子どものころに観た「巨人の星」のかすかな記憶をたどる。
大リーグボール1号のヒントを得る瞬間だ。
 
禅寺で座禅を組む星飛雄馬は、心の迷いからビシビシと住職に打たれてしまう。
ところが、飛雄馬が開き直ったとたんと全く打たれなくなる。
 
◆打たれまい、打たれまいと身構えると邪念が入って打たれてしまう。
 「打たれてもかまわない。一歩進んで、打ってもらおう」と思うと、邪念が吹き飛んで打たれずにすむ。
 
こうして、当たらない魔球ではなく、わざとバットに当てにいく大リーグボール1号ができあがる。
 
「GIVE&TAKE」アダムグラント著(三笠書房)2014年
 
GIVEの「ギバー」は、惜しみなく人に与える人
TAKEの「テイカー」は、自分の利益を優先させる人
 
自分の利益を優先する「テイカー」は、周囲から疎まれて、自分に利益が回らなくなる。
一方、他人に惜しみなく与える「ギバー」は、周囲からのその人望が集まり、支援者も増える。結果的に成功者になる。
 
・・・「利益を求めたければ、利益を求めるな」は、まさに禅問答だ。
そんなわけで、大リーグボール1号開眼のエピソードを思い出してしまった。
 
◆テイカーの強気なコミュニケーション法の対極にあるのが、「ゆるいコミュニケーション法」である。

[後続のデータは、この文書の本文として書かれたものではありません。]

PR #1125, opened 2026-07-13
linCmtB(): thread-safe forward-mode AD Jacobian solves

mattfidler:
## Summary

Makes `linCmt()` sensitivity solves (`linCmtB`) thread safe on the default
forward-mode AD Jacobian path, so parallel subject solving is no longer forced
to a single core for these models.

Previously any model containing `linCmtB` was flagged `notThreadLinCmtB` at
parse time and forced to `op->cores = 1` at solve time -- a guard dating from
when the Jacobian used Stan's shared reverse-mode arena. The default path is now
forward-mode `fvar` (stack-local, no shared arena), so it is safe to run per
subject across threads.

## Changes

- **Enable threading on the AD path** (`src/rxData.cpp`): the
  `notThreadLinCmtB` solve-time cases now thread like any thread-safe method
  when `sensType` is forward-mode AD (`3`/`30`/auto `100`). Reverse-mode AD
  (`31`, shared `ChainableStack`) and the finite-difference paths (which share a
  first-subject scaling/step setup) stay single threaded.
- **Fix a cross-thread race** (`src/linCmt.cpp`): `linCmtScaleInitPar`/`N` and
  `linCmtZeroJac` read the hardcoded `__linCmtB[0]` slot, but the
  finite-difference H setup calls them *after* `ind_linCmtFH` has populated the
  *current thread's* slot -- so under threading they raced (and could read a
  mid-resize slot). They now read `__linCmtB[rx_get_thread()]`.
- **Skip finite-difference H setup on the AD paths** (`src/par_solve.cpp`):
  `setupLinH()` ran `shi21ForwardH()` (a base solve plus per-parameter probe
  solves) for the default AD sensType even though the AD Jacobian never reads
  `ind->linH`. `linCmtSensIsAD()` is given external linkage (its FD set is
  exactly the sensTypes `linCmtB` reads `ind->linH` for) and `setupLinH()`
  early-outs for AD; the dead `case 3` branch is removed. Output is unchanged;
  this removes redundant work on the FOCEi (`ind_solve`) path.

## Validation

- 80-subject `linCmtB` sensitivity solve is **bitwise identical** at `cores=1`
  vs `cores=4`; reverse-AD (`"ADr"`) stays serial and correct. New regression
  test in `test-lincmt-solve-sens.R`.
- AD `linCmtB` vs ODE reference unchanged (3.5e-7 < 1e-5 tol); FOCEi `theo_sd`
  fit gives identical OFV before/after the H-setup change.
- `lincmt-solve` (1623), `lincmt-solve-sens` (9), `lincmt-cmt-ref` (54),
  `lincmt-parse` (4580) all pass.

Note: the per-subject FOCEi *inner-loop* parallelization that most benefits from
this lives in `nlmixr2est`; this PR makes rxode2's side (a thread-safe
per-subject `linCmtB`) ready for it.


mattfidler:
Superseded by a clean PR based directly on main (this branch accidentally included unrelated par-loader commits from a local main that was ahead of origin/main).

ゆるいコミュニケーションをする人は、強引な話し方はせず、不明な点があれば明らかにし、人のアドバイスを喜んで受け入れる。P213
 
・・・この箇所からは、「アグレッシブ」と「アサーテイブ」が重なった。
 
アグレッシブ(攻撃型)は、winーloose だから、コミュニケーションをしようにも負ける側がどうしても身構えてしまう。
一方、アサーテイブは、win-win だから、相手が身構えることがない。
つまり、協力関係を築きやすい。
◆やさしくて裏表のない人間だとわかっているので、クリエイテイブチームは縄張り意識をもつこともなく、喜んで彼とアイデアを共有し、その意見を歓迎した。P237

 
また「ギバー」は、自分のプライドにこだわらないから、素直に相手の意見を聞くことができる。
そして、謙虚な姿勢をみせるから好感度が高い。
 
◆知識のある同僚にしょっちゅうアドバイスや助けを求めている人は、まったく求めていない人よりも、上司の受けがいいことがわかってる。P244
 
まさに「実るほど頭を垂れる稲穂かな」であり、「奢れるものは久しからず」である。